Gordon England, deputy secretary of defense, said at the Pentagon: “Today as we dedicate this memorial, we also dedicate ourselves to never forget what happened here, and we make a solemn pledge to never again let this happen in America.”

“God bless the fallen, their families and all who sacrifice for freedom and liberty,” Mr. England said.



On one side of a Pentagon parking lot, nearly 3,000 flags flew to mark all the lives lost on Sept. 11.

Former Defense Secretary Donald Rumsfeld talked of the horrific events that caused the lives of Pentagon workers and airplane passengers to be lost on that day.

He mourned those who “one morning kissed their loved ones goodbye, went off to work and never came home” and the airline passengers “who in the last moments made phone calls to loved ones and prayed to the Almighty before their journey ended not far from where it began.”

“It was here that their fates were truly merged forever,” Mr. Rumsfeld said. “They fell side by side as Americans and make no mistake, it was because they were Americans that they were killed here in this place.”

This morning’s ceremony included a wreath laying, music and the reading of the names those who died on American Airlines Flight 77 and inside the building.

A sailor rang a bell for each of the victims of the attack on the Pentagon, which followed strikes by airliners commandeered by Al-Qaeda suicide squads on the World Trade Center in New York. A fourth hijacked plane crashed in a field in Pennsylvania.

Amid strains of bagpipes and choirs, relatives of the victims, dignitaries and Pentagon employees watched from stands overlooking the memorial on grounds near the crash site on the east side of the building.

The memorial features 184 benches over small pools of water each bench bearing the name of a person who died. A small light in the pools will illuminate the benches at night.

The benches are arranged by the victims’ ages, so the first one visitors see as they enter is dedicated to Dana Falkenberg, a 3-year-old passenger on American Airlines Flight 77. The is last to retired Navy Capt. John D. Yamnicky Sr., 71, who was also a passenger on the flight.

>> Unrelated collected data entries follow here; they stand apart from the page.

PR #116, opened 2020-07-14
Changes to the fake connector to allow testing issue and revoke workflows without a real Venafi instance

BrandonRoehl:
These were changes we made for our CI pipeline to get full coverage and tests around the Venafi integration in workflows where revocation based on the fingerprint is necessary. Willing for a lot of changes and updates to this since we may have varying coding practices.


tr1ck3r:
@BrandonRoehl Thank you for your contribution.  I think some refactoring may be needed.  The changes you've proposed have broken the asynchronous pickup use case for test mode.  An easy way to see this is using the VCert CLI like this:

```
vcert enroll --test-mode --no-prompt --no-pickup --cn my.fake.test --pickup-id-file id.txt
vcert pickup --test-mode --pickup-id-file id.txt
```

This statelessness was accomplished by base64 encoding the serialized **fakeRequestID** that includes the CSR and returning that as the Pickup ID.  With the CSR, the `pickup` action can generate a certificate, albeit a different certificate with each invocation rather than the same certificate as it would be for TPP and Venafi Cloud.  That base64 encoding of the **fakeRequestID** is still happening but the `pickup` result is _"no cert has been issued with this id or thumbprint"_ error rather than a certificate generated from the CSR.

The behavior for `renew` and `revoke` in test mode has also changed (expected), but they've changed in such a way that they're still effectively unsupported but they're now returning errors that don't communicate that: 

- _"renew is not supported in -test-mode"_ ➡️ _"no cert has been issued with this id or thumbprint"_
- _"revocation is not supported in -test-mode"_ ➡️ _"no cert has been issued with this thumbprint"_

It should be possible for the renew case to work since the CSR will provide it with the subject DN, SANs, and key properties needed to generate a new key pair, CSR (for a new pickup ID), and certificate (assuming `--no-pickup` is not specified).  

I think the best way to handle the revocation case is to always return a success result unless the ID or thumbprint indicates it should fail (e.g. the CSR extracted from the ID has a common name that contains the string "no-revoke", or the thumbprint provided is 40 f's "ffffffffffffffffffffffffffffffffffffffff").

BrandonRoehl:
Thanks for the speedy reply. This is something I totally looked over.

Will be looking at fixing this. Are there some tests that we should be conforming for and where should we be running some of this stuff?

BrandonRoehl:
Closing for now will re open when the changes are done

Issue #120, opened 2020-07-30
VCert Revoke with --no-retire (flag needs an argument: -no-retire)


smeluski:
**PROBLEM SUMMARY**
Looking to revoke a certificate without disabling it.

**STEPS TO REPRODUCE**
vcert revoke -tpp-url "https://venafiaddress.com/vedsdk" -tpp-user "***" -tpp-password "***" -id "\\VED\Policy\\Certificates\\Non-Production\\Dev Ops\\certdomain.com" --reason superseded --no-retire

**EXPECTED RESULTS**
cert is revoked, but not disabled

**ACTUAL RESULTS**
error - flag needs an argument: -no-retire

**ENVIRONMENT DETAILS**
vcert version v4.9.6+895

**COMMENTS/WORKAROUNDS**
The help seems to indicate I may need to provide a value for --no-retire, but I am not sure what that would be. I have been able to revoke a cert without --no-retire which causes it to be disabled.

NAME:
   vcert.exe revoke - To revoke a certificate

   --id value               Use to specify the ID of the certificate. Required unless --thumbprint is specified. For revocation,marks the certificate as disabled so that no new certificate can be enrolled to replace it. If a replacement certificate will be enrolled, also specify --no-retire=true.
   --no-retire value        Do not disable certificate object. Works only with --id <certificate DN>
   --reason value           The revocation reason. Options include:
                            "none",
                            "key-compromise",
                            "ca-compromise",
                            "affiliation-changed",
                            "superseded",
                            "cessation-of-operation"

PR #121, opened 2020-07-30
Make --no-retire option work for revoke action

tr1ck3r:
Fix for https://github.com/Venafi/vcert/issues/120


rvelaVenafi:
Code works as expected, the --no-retire flag allows for the revoked certificate to be enrolled again.

Issue #115, opened 2020-07-09
Check environment variables for configuration settings when not specified by other means


tr1ck3r:
**BUSINESS PROBLEM**
Using environment variables is a common way to provide configuration settings to command line utilities and scripts, especially when they are executed as part of a CI/CD pipeline.

**PROPOSED SOLUTION**
When the URL, zone, token, API key, and/or trust bundle are not specified on the command line or by an "ini" file, use values of respective environment variables if assigned (e.g. VCERT_URL, VCERT_ZONE, VCERT_TOKEN, VCERT_APIKEY, VCERT_TRUST_BUNDLE)

**CURRENT ALTERNATIVES**
Specify configuration and credential settings on the command line using `-u`, `-z`, `-t`, `-k`, and/or `--trust-bundle`, or in an "ini" file specified using the `--config` parameter.

PR #124, opened 2020-07-31
Fix for:  #115 Check environment variables for configuration settings when not specified by other means

angelmoo:
This change are for supporting environment variables for most common arguments on vcert, as they are described on the ticket, for fixing this viper dependency were added for retrieving the environment variables.
This changes also include a set of test for testing the new functionality
This changes also include a change on examples/simple-cli/main_test.go

all test set for Vcert passed.


cmd/vcert/config.go
```diff
@@ -41,6 +41,14 @@ func buildConfig(c *cli.Context, flags *commandFlags) (cfg vcert.Config, err err
 		var connectorType endpoint.ConnectorType
 		var baseURL string
 		var auth = &endpoint.Authentication{}
+
+		//case when access token can come from enviroment variable.
+		ttpTokenS := flags.tppToken
```
tr1ck3r, line 46: Typo, variable name should be `tppTokenS`

cmd/vcert/main_test.go
```diff
@@ -763,3 +763,138 @@ func TestWrapArgumentDescription(t *testing.T) {
...
+
+	setEnvironmentVariablesForTpp()
+
+	context := getCliContext()
+	cfg, err := buildConfig(context, &flags)
+
+	//execute the validations.
+	if err != nil {
+		t.Fatalf("Failed to build vcert config: %s", err)
+		unsetEnvironmentVariables()
```
tr1ck3r, line 853: Is this function call necessary?  Seems unreachable in the current state.

cmd/vcert/main_test.go
```diff
@@ -763,3 +763,138 @@ func TestWrapArgumentDescription(t *testing.T) {
...
+
+	//create a context, thiw will be used on the build config function.
+	context := getCliContext()
+
+	cfg, err := buildConfig(context, &flags)
+
+	//execute the validations.
+	if err != nil {
+		t.Fatalf("Failed to build vcert config: %s", err)
+		unsetEnvironmentVariables()
```
tr1ck3r, line 888: Is this function call necessary?  Seems unreachable in the current state.

cmd/vcert/validators.go
```diff
@@ -468,3 +496,44 @@ func validateRevokeFlags1(commandName string) error {
...
+	if getPropertyFromEnvironment(vCertApiKey) != "" {
+		if flags.apiKey != "" {
+			logger.Println(colorYellow, "Warning: Command line parameter -k has overridden environment variable VCERT_APIKEY", colorReset)
+		}
+
+	}
+
+	if getPropertyFromEnvironment(vCertTrustBundle) != "" {
+		if flags.trustBundle != "" {
+			logger.Println(colorYellow, "Warning: Command line parameter -trust-bundle has overridden environment variable VCERT_TRUST_BUNDLE", colorReset)
```
tr1ck3r, line 534: Although both `-trust-bundle` and `--trust-bundle` are valid, we should use the `--trust-bundle` form in messages since that is meant to be the standard for CLI parameters consisting of more than one character.

cmd/vcert/config.go
angelmoo: fixed on last commit

cmd/vcert/main_test.go
angelmoo: fixed on last commit

cmd/vcert/main_test.go
angelmoo: fixed on last commit

cmd/vcert/validators.go
angelmoo: fixed on the last commit.

angelmoo:
@tr1ck3r @asquith-venafi I've updated the code review with the changes you requested.

PR #2060, opened 2023-05-08
fix: replace vue router exact prop

ZGiovas:


ZGiovas:
Will update it and then create a new PR

PR #2062, opened 2023-05-08
fix: replace vue router exact prop

ZGiovas:


martinkaintas (approved):
LGTM

peronczyk (approved):

PR #2082, opened 2023-05-18
[SW-900] Ability to create new network from a link

peronczyk:


src/popup/components/TransferSendForm.vue
```diff
@@ -363,12 +365,17 @@ export default defineComponent({
...
+      token,
+    }: Dictionary) {
+      formModel.value.selectedAsset = availableTokens.value[token]
         || aeternityToken.value;
-      if (query.account) formModel.value.address = query.account;
-      if (query.amount) formModel.value.amount = query.amount;
-      if (query.payload) formModel.value.payload = query.payload;
+      if (account) formModel.value.address = account;
+      if (amount) formModel.value.amount = amount;
+      if (payload) formModel.value.payload = payload;
```
pstachel, line 378: I suggest to wrap the assignments in braces
```suggestion
      if (account) {
        formModel.value.address = account;
      }
      if (amount) {
       formModel.value.amount = amount;
     }
      if (payload) {
        formModel.value.payload = payload;
      }
```

pstachel (approved):

src/popup/pages/NetworkForm.vue
```diff
@@ -149,22 +151,34 @@ export default defineComponent({
...
+        keys.forEach((key) => {
+          const val = query[key];
+
+          if (val && typeof val === 'string') {
+            set(newNetwork.value, key, val);
+          }
+        });
+
+        await nextTick();
+        $validator.validateAll();
```
martinkaintas, line 181: It seems like validation is not working correctly, using the link below I can create a network whose name is bigger than 15 characters

https://feat-create-new-network-from-a-link.wallet.z52da5wt.xyz/more/settings/networks/add?name=ysssdass12s3dasdo&url=https%3A%2F%2Ftest.com

martinkaintas (changes requested):

src/popup/pages/NetworkForm.vue
peronczyk: Nice finding. I added custom veeValidate rule for this.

The two-acre park will be open 24 hours a day, seven days a week, and will be patrolled by the Pentagon Police Department. While it is just a short walk from a Metro subway station, it is on a patch of land previously trafficked almost exclusively by Pentagon workers.

Paperbark maple trees have been planted throughout the memorial, selected because they retain their leaves late into fall and turn a deep red when the colors change, said Lea Hutchins, a spokeswoman for the Pentagon Renovation Program.

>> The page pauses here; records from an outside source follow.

PR #2085, opened 2023-05-21
[SW-916] fix: account avatar loading

ifaouibadi:


src/composables/ui.ts
```diff
@@ -2,7 +2,7 @@ import { onBeforeUnmount, onMounted, ref } from '@vue/composition-api';
 import { ROUTE_ACCOUNT } from '../popup/router/routeNames';
 
 const homeRouteName = ref(ROUTE_ACCOUNT);
-const isAppActive = ref(false);
+const isAppActive = ref(true);
```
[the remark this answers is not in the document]
pstachel: We can do it, as it will be set after entering the app - so the initial state should be active

src/popup/utils/utils.ts
```diff
@@ -727,3 +727,14 @@ export function connectFrames(sdk: ISdk | AeSdkWallet) {
...
   }
 }
+
+export function checkImageAvailability(url: string): Promise<boolean> {
+  return fetch(url)
+    .then((response) => {
+      if (response.ok) {
+        return true;
+      }
+      return false;
```
pstachel, line 737:
```suggestion
      return !!response.ok
```

src/popup/utils/utils.ts
```diff
@@ -727,3 +727,9 @@ export function connectFrames(sdk: ISdk | AeSdkWallet) {
     handleUnknownError(error);
   }
 }
+
+export function checkImageAvailability(url: string): Promise<boolean> {
```
peronczyk, line 731: I suggest to add a comment that describes why we have to use custom image existence check instead of the previous solution (problems on iOS).

src/popup/utils/utils.ts
```diff
@@ -727,3 +727,9 @@ export function connectFrames(sdk: ISdk | AeSdkWallet) {
...
+  return fetch(url)
```
peronczyk, line 732: Instead of fetching whole file I suggest to only fetch headers: https://stackoverflow.com/questions/47240975/how-to-fetch-using-fetch-api-only-headers-in-javascript-not-the-whole-content

peronczyk (changes requested):

src/composables/ui.ts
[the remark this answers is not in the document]
peronczyk: This change is bad in my opinion. When user opens up the browser and the recently opened tabs opens this will be set to true, but actually should be false as the tab may not be visible to the user. Instead of setting this to true I suggest to run the `handleVisibilityChange` at the beginning of the `initVisibilityListeners`:

```
function initVisibilityListeners() {
  handleVisibilityChange();
  ...
```

peronczyk (changes requested):

src/composables/ui.ts
```diff
@@ -12,11 +12,12 @@ export function useUi() {
     }
   }
 
-  function handleVisibilityChange(event: Event) {
+  function handleVisibilityChange(event: Partial<Event>) {
     isAppActive.value = !(event.target as Document).hidden;
   }
 
   function initVisibilityListeners() {
+    handleVisibilityChange({ target: document });
```
peronczyk, line 20: I think there is no need to pass any arguments to the `handleVisibilityChange` function. As we are operating on the `document` object it could be directly used there this way:
```
isAppActive.value = !document.hidden;
```

src/popup/utils/utils.ts
peronczyk: Your comment actually didn't describe why this function exists. I suggest to add an info describing that we need to check for the image existence because regular image error catching didn't work on iOS.

peronczyk (changes requested):

peronczyk (approved):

From the memorial, the rebuilt section of the Pentagon is clearly visible, the new limestone a slightly lighter shade than the old. Planes coming in to nearby Ronald Reagan Washington National Airport fly low and loud along the Potomac River.

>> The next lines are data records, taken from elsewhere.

PR #2086, opened 2023-05-23
Hotfix: Adjust send modal qr code scanning

CedrikNikita:


peronczyk (approved):

Liubov-crypto:
LGTM

pstachel (approved):

CedrikNikita:
> For me its not working with tokens. It can scan and detect the address but it does not select the token automatically. It still displayed ae. 

Does the device you scanning with have the same network chosen as the device you are scanning from?

csiarab:
I was trying to scan a token from a different network. So scanning tokens works. 
As for the issue with the disappearing qr code i was using the wallet on chrome on a windows laptop. 
I will retest it again.

CedrikNikita:
> Also sometimes the qr code disappears and reappears after a few seconds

“It’s a great feeling of accomplishment,” said Jim Laychak, the president of the Pentagon Memorial Fund, who helped to raise the $22 million for construction and is still looking for another $10 million to pay for the memorial’s upkeep. Mr. Laychak’s brother, David Laychak, was killed during the attack on the Pentagon.

Memorials are also planned in New York and western Pennsylvania at the sites where three other hijacked planes hit Sept. 11, but the Pentagon Memorial is the first to be completed.

This story is based in part on wire service reports.